Python Generators

Python generators are a nice feature that simplifies how to create iterators. In this way, you can provide values one at a time as they are being produced instead of computing and storing all values at once. This saves memory, especially when dealing with big datasets or infinite sequences, and improves performance.

Key Characteristics of Generators

  1. Lazy Evaluation: Generators produce values only when required, making them memory-efficient.
  2. Yield Statement: Generators utilize yield instead of return in order to produce values one at a time.
  3. State Retention: Unlike regular functions, generators retain their state between successive calls so that they can “pause” and “resume” execution.
  4. Iterators: All generators are iterators, meaning they support the iterator protocol with methods like iter() and next().

Making a Generator

Generators can be created in two basic ways:

  1. Generator Functions: Functions that use the yield keyword.
  2. Generator Expressions: Similar to list comprehensions but with parentheses instead of square brackets.

1. Generator Functions

Generator functions are defined like regular functions but use the yield keyword to produce values.

Example:

def count_up_to(n):
    count = 1
    while count <= n:
        yield count
        count += 1

Explanation:

  • yield: Pauses the function and sends a value to the caller.
  • State Retention: When resumed, execution starts right after the last yield.

Usage:

gen = count_up_to(5)
print(next(gen))  # Outputs: 1
print(next(gen))  # Outputs: 2
for number in gen:  # Outputs remaining values: 3, 4, 5
    print(number)

2. Generator Expressions

Generator expressions are concise and look like list comprehensions but generate values lazily.

Syntax:

(expression for item in iterable if condition)

Example:

gen = (x**2 for x in range(5))
print(next(gen))  # Outputs: 0
print(next(gen))  # Outputs: 1
for value in gen:  # Outputs remaining values: 4, 9, 16
    print(value)

Benefits of Generators

  1. Memory Efficiency: Only one value is stored in memory at a time, unlike lists which store all values simultaneously.
  2. Infinite sequences: generators can represent infinite sequences (e.g., Fibonacci series) without using too much memory.
  3. Pipelining: Generators may be chained to process data in stages.

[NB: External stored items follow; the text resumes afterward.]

PR #99, opened 2024-07-24
Syntax Reforms PR (merge after 3.14 is released)

callendorph:
This PR includes work from both me and @bhusang to update the code with the reformed syntax that should land in `3.14` ( 🤞 )

This should be the common place where to handle all syntax reforms. If subsequent PRs create or edit those lines - we should modify them here so that we can fix everything with one single PR. 

This PR must NOT merge until 3.14 is released.


bhusang (approved):
LGTM

PR #100, opened 2024-07-25
Virtual LP FIxups to Support ethernet connector

callendorph:
1.  Support `build-all` overrides better
2.  Tools for easier child node lookup by name
3.  Bugfix for `get-pads` that fixes the courtyard outline for LPs with multiple child nodes
4.  Added silkscreen from package body helper routine.

### DIFF
--- a/src/landpatterns/packages.stanza
+++ b/src/landpatterns/packages.stanza
@@ -470,7 +470,13 @@ public defmulti build-all (
   virt:VirtualLP
   ) -> False
 
-public defn package-build-all-seq (
+doc: \<DOC>
+Externally Defined Build All Order
+
+This function can be used when you want to override the
+default behavior of default `build-all` defmethod.
+<DOC>
+public defn package-build-all-order (
   pkg:Package,
   virt:VirtualLP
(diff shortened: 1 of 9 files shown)


src/landpatterns/packages.stanza
```diff
@@ -470,6 +470,17 @@ public defmulti build-all (
   virt:VirtualLP
   ) -> False
 
+public defn package-build-all-seq (
```
emspin, line 473: qq: what's the `seq` suffix here referring to?

callendorph: Sequence - ie, these functions all get called in a particular order. 

I could replace it with `order` if you think that would be less confusing (ie, not confused with list operator `seq`)

emspin: Yeah, that's probably preferred. I had assumed it referred to the order in which things were being built, as opposed to the operator, but explicitly dodging the possible ambiguity is better.

emspin (approved):
Only comment is to rename function to not clash with term `seq`

Thanks for making the changes!

PR #189, opened 2024-10-09
fix ambiguous links

plasmajitx:
- **fix ambiguous type/func links in jsl docstrings**
- **fix disambiguated links that weren't actually types**


ariel-hi (approved):
⭐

Example of Infinite Sequence:

def infinite_counter():
    count = 0
    while True:
        yield count
        count += 1

gen = infinite_counter()
print(next(gen))  # Outputs: 0
print(next(gen))  # Outputs: 1

Generator Methods

Generators provide a few additional methods:

  1. __next__(): Retrieve the next value (or raise StopIteration if exhausted).
print(next(gen))

2. send(value): Resume the generator and optionally send a value to it.

def custom_gen():
    value = yield "start"
    yield f"received: {value}"

g = custom_gen()
print(next(g))        # Outputs: "start"
print(g.send(42))     # Outputs: "received: 42"

3. close(): Stop the generator, raising GeneratorExit.

g.close()

When to Use Generators

  • Processing large data files line by line.
  • Implementing infinite or large sequences.
  • Breaking complex computations into smaller chunks.
  • Pipelining data processing tasks.